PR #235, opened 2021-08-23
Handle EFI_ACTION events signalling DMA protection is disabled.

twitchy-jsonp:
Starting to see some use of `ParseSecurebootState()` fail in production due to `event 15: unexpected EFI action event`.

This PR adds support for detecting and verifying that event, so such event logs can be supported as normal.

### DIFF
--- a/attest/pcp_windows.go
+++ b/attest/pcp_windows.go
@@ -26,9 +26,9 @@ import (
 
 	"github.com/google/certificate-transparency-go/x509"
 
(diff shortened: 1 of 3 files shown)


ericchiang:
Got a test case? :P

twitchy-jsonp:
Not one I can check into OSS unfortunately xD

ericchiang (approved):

————

EXERCISE DIRECTIONS ->
Reproduce all entries. Keep them exact.

EXERCISE RESPONSE ->
PR #235, opened 2021-08-23
Handle EFI_ACTION events signalling DMA protection is disabled.

twitchy-jsonp:
Starting to see some use of `ParseSecurebootState()` fail in production due to `event 15: unexpected EFI action event`.

This PR adds support for detecting and verifying that event, so such event logs can be supported as normal.

### DIFF
--- a/attest/pcp_windows.go
+++ b/attest/pcp_windows.go
@@ -26,9 +26,9 @@ import (
 
 	"github.com/google/certificate-transparency-go/x509"
 
(diff shortened: 1 of 3 files shown)


ericchiang:
Got a test case? :P

twitchy-jsonp:
Not one I can check into OSS unfortunately xD

ericchiang (approved):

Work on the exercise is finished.